▶ EXERCISE PROMPT
Would you output, exactly as written, the line with "that contains default" and all lines after it to the end of the data below, and no others?

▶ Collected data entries
══════════
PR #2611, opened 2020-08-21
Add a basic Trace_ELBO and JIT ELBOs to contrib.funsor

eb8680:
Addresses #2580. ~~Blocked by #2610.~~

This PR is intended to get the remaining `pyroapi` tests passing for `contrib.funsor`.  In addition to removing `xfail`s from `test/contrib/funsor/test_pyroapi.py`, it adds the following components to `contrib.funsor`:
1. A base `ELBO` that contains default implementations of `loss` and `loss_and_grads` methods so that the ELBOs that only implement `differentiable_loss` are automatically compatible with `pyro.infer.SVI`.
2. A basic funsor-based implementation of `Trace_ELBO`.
══════════
▶ SOLUTION TO THIS EXERCISE
1. A base `ELBO` that contains default implementations of `loss` and `loss_and_grads` methods so that the ELBOs that only implement `differentiable_loss` are automatically compatible with `pyro.infer.SVI`.
2. A basic funsor-based implementation of `Trace_ELBO`.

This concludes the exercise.